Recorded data
PR #731, opened 2019-03-11
Fix lower or higher target CentOS Kernel Versions

khorsmann:
The changes in https://github.com/sipwise/rtpengine/commit/62ec9cc4d28fafac6a4937dccebfe2f852a77aec breaks the installation of ngcp-rtpengine-dkms. It will not produce any kind of xt_RTPENGINE.* module if your kernel-version dont match with the build-host. Only chance is if you have the *same* kernel-version as the build-host.
More is less here. Remove this changes.

### DIFF
--- a/el/rtpengine.spec
+++ b/el/rtpengine.spec
@@ -72,10 +72,6 @@ BuildRequires:  gcc make redhat-rpm-config mysql-devel ffmpeg-devel
 %define binname rtpengine
 %define archname rtpengine-mr
 
-%{!?kversion: %define kversion %(uname -r)}
-# hint: this can be overridden with "--define kversion foo" on rpmbuild,
-# e.g. --define "kversion 2.6.32-696.23.1.el6.x86_64"
-
 %prep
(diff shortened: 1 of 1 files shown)


rfuchs:
You'll have to discuss with @netaskd 

Without any more details, I would strongly favour strict version-specific kernel module builds. Unless the RPM platform does something different here, the kernel itself makes zero guarantees about ABI compatibility even among patch releases.

netaskd:
@khorsmann please test c73c874

khorsmann:
@netaskd
#734 didnt work.
Better we use %if 0%{?kversion:1} like @rfuchs described with Professor Google.
I tested %if 0%{?kversion:1} and omited the previous declaration %if statement. Then it works fine. with and without define.

khorsmann:
@netaskd  last commit on #734 fix that 4cdf106.
Plus optional --define for (uname -r) on buildhost or (best kernelversion ever). I close my pull-request then.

Your goal = Would you return the full set of entries, unchanged in every detail?

Exercise solution =
PR #731, opened 2019-03-11
Fix lower or higher target CentOS Kernel Versions

khorsmann:
The changes in https://github.com/sipwise/rtpengine/commit/62ec9cc4d28fafac6a4937dccebfe2f852a77aec breaks the installation of ngcp-rtpengine-dkms. It will not produce any kind of xt_RTPENGINE.* module if your kernel-version dont match with the build-host. Only chance is if you have the *same* kernel-version as the build-host.
More is less here. Remove this changes.

### DIFF
--- a/el/rtpengine.spec
+++ b/el/rtpengine.spec
@@ -72,10 +72,6 @@ BuildRequires:  gcc make redhat-rpm-config mysql-devel ffmpeg-devel
 %define binname rtpengine
 %define archname rtpengine-mr
 
-%{!?kversion: %define kversion %(uname -r)}
-# hint: this can be overridden with "--define kversion foo" on rpmbuild,
-# e.g. --define "kversion 2.6.32-696.23.1.el6.x86_64"
-
 %prep
(diff shortened: 1 of 1 files shown)


rfuchs:
You'll have to discuss with @netaskd 

Without any more details, I would strongly favour strict version-specific kernel module builds. Unless the RPM platform does something different here, the kernel itself makes zero guarantees about ABI compatibility even among patch releases.

netaskd:
@khorsmann please test c73c874

khorsmann:
@netaskd
#734 didnt work.
Better we use %if 0%{?kversion:1} like @rfuchs described with Professor Google.
I tested %if 0%{?kversion:1} and omited the previous declaration %if statement. Then it works fine. with and without define.

khorsmann:
@netaskd  last commit on #734 fix that 4cdf106.
Plus optional --define for (uname -r) on buildhost or (best kernelversion ever). I close my pull-request then.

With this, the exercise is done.